Ollama

Ollama is a tool that can run LLMs locally.

What Is Ollama?

Ollama is a tool widely used recently among AI and LLM developers.

Ollama is an open source platform that makes it easy to run and manage large language models (LLMs) in a local environment.
In other words, without using a cloud model such as the OpenAI API, it lets you load and use models such as Llama, Mistral, Gemma, and CodeLlama on your own PC (Mac/Linux/Windows).

Main Features of Ollama

  1. Local execution support
    • Models can run even without an internet connection
    • Useful for corporate security and personal privacy
  2. Simple model deployment
    • Run a model with a single command such as ollama run llama3
    • Supports model package management like Docker, managed with a configuration file called Modelfile
  3. Support for multiple models
    • Can download and run many models such as Meta LLaMA, Mistral, Gemma, Code Llama, and Phi
  4. API support
    • Opens a local server in REST API format (http://localhost:11434/api/generate) so other apps can call it
    • Can be used like a local OpenAI API server
  5. GPU optimization
    • Supports MPS (Mac) and CUDA (NVIDIA GPU), making it fast
    • Can also run on CPU, but more slowly

Using Ollama

Installation

After installation on macOS, running Ollama displays an Ollama icon in the menu bar.
Ollama

Running a Model

ollama run llama3

On first execution, the model is automatically downloaded and then run.

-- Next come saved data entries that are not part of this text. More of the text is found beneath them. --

PR #242, opened 2025-09-10
refactor: doordash orders using distillation 

broerjuang:
eed to check actual doordash account. This changes made following the spec from doordash/spec.yml


ariya:
@broerjuang I tried on my Doordash account, and it looks decent. The parsing isn't great yet, but this is not a regression anyway. Please make sure to remove the `parse` and `extract` block in `getgather/connectors/brand_specs/doordash/specs.yml`.

ariya (approved):

PR #244, opened 2025-09-10
refactor: shopee purchase using distillation

faisalive:
Screenshot 2025-09-10 at 21 33 18


scoutcallens (commented):
How does this work if the user isn't signed into Shoppee? I don't see any htmls for detecting sign in pages.

ariya:
> How does this work if the user isn't signed into Shoppee? I don't see any htmls for detecting sign in pages.

See #217, this is now only working on a "warm" browser profile, post sign in.
The whole thing is replacing extract + parse, not yet a replacement for sign in.

PR #274, opened 2025-09-14
feat - astro with distillation

shabrina-ha:


getgather/mcp/patterns/astro-otp.html
```diff
@@ -0,0 +1,8 @@
+<html gg-domain="astronauts.id">
+  <head>
+    <title>Astro OTP</title>
+  </head>
+  <body>
+    <input type="text" placeholder="One-time code" gg-match='[data-testid="otpInput0"]' />
```
ariya, line 6: This likely needs to optionally match an error message (e.g. when the code is incorrect, or time out).

faisalive (approved):

PR #276, opened 2025-09-15
refactor: move api call to function from mcp

faisalive:
Call function directly from `mcp/shared.py` (create link & status link) instead of fetch API.

Also removing `/home` and `/start/{brand_id}` from Frontend code, since that page consume `/link/create` API.

### DIFF
--- a/getgather/api/routes/link/endpoints.py
+++ b/getgather/api/routes/link/endpoints.py
@@ -1,12 +1,97 @@
+from typing import Annotated
+
 from fastapi import APIRouter, HTTPException, Request, status
 
 from getgather.api.routes.link.types import (
+    HostedLinkTokenRequest,
+    HostedLinkTokenResponse,
     TokenLookupResponse,
 )
+from getgather.connectors.spec_loader import BrandIdEnum
 from getgather.hosted_link_manager import HostedLinkManager, LinkDataUpdate
 from getgather.logs import logger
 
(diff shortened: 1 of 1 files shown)


faisalive:
The tests are failing because this page was deleted.

image

Should we keep this page or remove it entirely? @ariya

broerjuang:
I think we can stick with this for now until we remove the legacy AuthMiddleware and switch to distillation, since our hosted link implementation still depends on it.

getgather/api/routes/link/endpoints.py
```diff
@@ -1,99 +1,14 @@
...
-        raise
-    except Exception as e:
-        logger.error("Error creating hosted link", extra={"error": str(e)}, exc_info=True)
-        raise HTTPException(
-            status_code=status.HTTP_500_INTERNAL_SERVER_ERROR,
-            detail="Internal server error while creating hosted link",
-        )
-
-
 @router.get("/status/{link_id}", response_model=TokenLookupResponse)
```
bin-ario, line 12: can this be removed too?

ariya:
yeah, we should not delete `/home` etc until everything is fully migrated.

getgather/api/routes/link/endpoints.py
faisalive: Currently it can't. Still used by hosted link frontend.

PR #1308, opened 2026-06-08
fix(walmart): apply action delay before first set_value to stop email clearing

oshimayoan:
## Problem
On `identity.walmart.com` the email sign-in field intermittently clears before submit. `set_value` types the email char-by-char, the value is confirmed in the DOM, a few chars flash, then the field resets to empty. Submit fires empty and Walmart returns "Please enter a valid phone number or email". Intermittent on remote FlyFleet.

## Root cause
The input is a React controlled component still mid-render when typing begins, so the re-render wipes the typed value.

## Fix
Apply `action_delay_ms` before the first action (the `set_value`), not just subsequent ones, so React finishes rendering before typing.

- `browser.py` — drop the `index > 0` guard on the batch-loop delay
- `dpage.py` — fallback always uses `element_config`; simplify the now-unused `enumerate`
- `walmart-signin-email.html` — bump `gg-action-delay` 200ms → 1000ms

### DIFF
--- a/getgather/browser.py
+++ b/getgather/browser.py
@@ -984,7 +984,7 @@ async def page_batch_actions(page: zd.Tab, actions: list[dict[str, str]]) -> dic
 
         for (const [index, action] of actions.entries()) {{
             const actionDelayMs = Number(action?.action_delay_ms) || 0;
-            if (index > 0 && actionDelayMs > 0) {{
+            if (actionDelayMs > 0) {{
                 await new Promise(resolve => setTimeout(resolve, actionDelayMs));
             }}
             const key = action?.key;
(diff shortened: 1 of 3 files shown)


oshimayoan:
This is followup from #1291

faisalive:
@oshimayoan can you provide a video record of before and after this changes?

oshimayoan:
@faisalive It's weird that it doesn't work anymore when I try to record it. I've been tinkering with this since morning, will put this diff into draft for now

faisalive:
> @faisalive It's weird that it doesn't work anymore when I try to record it. I've been tinkering with this since morning, will put this diff into draft for now

What you mean are the issue are gone **or** this PR doesn't solve the issue? @oshimayoan

oshimayoan:
The issue persists @faisalive

oshimayoan:
@faisalive Just realized that I was running the wrong worktree, no wonder the issue persists. 🤣

## Before

https://github.com/user-attachments/assets/9dadba68-daaa-46b7-a89b-4091e9f69772

## After

https://github.com/user-attachments/assets/5f616c19-a17a-47bf-927a-43ed0d6d717f

oshimayoan:
Closing this as we'll go with #1328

The llama3 model is 4.7 GB.

Downloading Models

Search for models on the official site and install the model you want to use.

API Call (for example, curl)

curl http://localhost:11434/api/generate -d '{
  "model": "llama3",
  "prompt": "Explain quantum computing in simple terms"
}'

Model Management

  • ollama list -> Check installed models
  • ollama pull mistral -> Download a new model
  • ollama create mymodel -f Modelfile -> Create a custom model

Comparing Ollama with Other LLM Execution Frameworks

Tool Features
Ollama Simplest installation and execution, local API support, model package management
LM Studio GUI-based, intuitive model selection and execution
vLLM Optimized for high-performance server execution, mainly used for large-scale deployments
Text Generation WebUI Runs various models and provides a Web UI
OpenAI API Cloud-based and can use the latest models, but has cost and privacy issues

Use Cases

  • Building a local AI assistant in a development environment
  • Building an internal chatbot connected to secure company data
  • Building RAG systems by integrating with frameworks such as LangChain and LlamaIndex
  • Prototyping: Experimenting quickly without using OpenAI API costs

Summary

Ollama is a platform like “Docker for LLMs” that makes it easy to run LLMs locally. It can be used for many purposes, from personal research to enterprise chatbots.